Zombieland Movie Review
Posted on October 5, 2009 by Jason Thorson
Director Ruben Fleischer’s Zombieland is not a horror movie. It’s not even a horror-comedy. It’s really a fairly straight forward comedy-comedy, the back drop of which involves zombies. And as such it works pretty well, just not as well as its components suggest it should.
The world has been overrun by zombies and a most unlikely survivor nicknamed Columbus (Jesse Eisenberg) is heading east across the country toward home hoping to find others, his family in particular. As fate would have it, he crosses paths with Tallahassee (Woody Harrelson), another survivor heading east and Columbus’ polar opposite in just about every way. Soon the two of them run into a bad girl nicknamed Wichita (Emma Stone) and her twelve year old sister Little Rock (Abigail Breslin). These girls were conning men out of their money before zombies became an issue and have since parlayed their game into a post apocalyptic art of survival as they head west. After conning and strong arming our gentleman out of their vehicle and weapons twice, everyone agrees to head west together where they learn how to survive life with or without zombies.

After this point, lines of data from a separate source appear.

PR #1563, opened 2024-04-05
fix(mongo): normalize elemMatch correctly in AND/OR blocks

pimeys:
Part of: GB-6423


tomhoule (approved):
I think I get it, lgtm :+1:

Zombieland is a mash up of several familiar movie archetypes including the buddy movie, the road movie, the disaster movie, and of course the zombie movie. It’s unapologetically rowdy and outrageous, but still finds room for a sweet spot, which may be its biggest strength. It also benefits from being a very lean film. There are only four principal characters and most of time they’re all together. It’s a streamlined narrative represented clearly and concisely, clocking in at a fast-paced hour and twenty-seven minutes.
Zombieland is wonderfully cast. Tallahassee is role that Woody Harrelson was born to play. He’s as redneck as one can be, from his snakeskin coat to the Dale Earnhardt-inspired 3’s he spray paints on the doors of the salvageable vehicles he finds along the way. But he’s also a grieving father and a good guy at his core and Harrelson hits all the right notes whether they are loud and silly or nuanced and melancholy. Playing Columbus, Jesse Eisenberg seems to be doing Michael Cera’s (Super Bad, Juno) shtick, but even so, he does it very well. He embodies the anxiety-ridden everyman whose first time outside the nest happens to occur during a zombie apocalypse. Emma Stone plays pretty-but-approachable in everything I’ve seen her in and here she does as well, only this time she gets to play a dynamic bad girl thereby countering her sweetness with a bad outer shell. This outer shell is predictably a defense mechanism, but Stone’s portrayal makes it believable. Abigail Breslin’s Little Rock is a role in stark departure from her prior work in movies such as Little Miss Sunshine by way of Little Rock’s maturity and tone. Breslin plays dark and cynical as well as she does innocent and vulnerable, giving this character multiple layers.
Zombieland utilizes a well-stocked arsenal of fun movie conventions. There are ridiculous action sequences involving speeding vehicles, and automatic weapons. There are a few creative and gory kills, always requisite in stories in which there are zombies. Hell, there are sequences during which the movie literally becomes a rollercoaster ride. From the opening credits to the ending credits it’s clear that Ruben Fleischer is pulling out all the stops to send Zombieland over the top. It’s for this very reason why it’s so difficult to explain how this movie never quite gets there. All the parts are place: killer cast, high action, zombies – yet the sum of these parts doesn’t have the impact one would expect.
Fleischer’s film borrows the set up from Max Brooks’ book World War Z and then heads immediately into Shawn of the Dead territory – a remarkably similar film and a better one by almost every measure. Simon Pegg and Edgar Wright’s zombie comedy, or zomedy if you will, from 2004 was one of the year’s best films, and it set an extremely high benchmark for all horror-comedies to follow. Zombieland’s biggest problem is its inability to live up to that standard established by its lone predecessor. Fleischer’s zomedy is funny and it has enough heart to elevate it above the superficial. However, it merely hovers on the periphery of “Great”. It’s only good which is a pretty innocuous criticism, but the film doesn’t feel like it’s going to leave a lasting impression.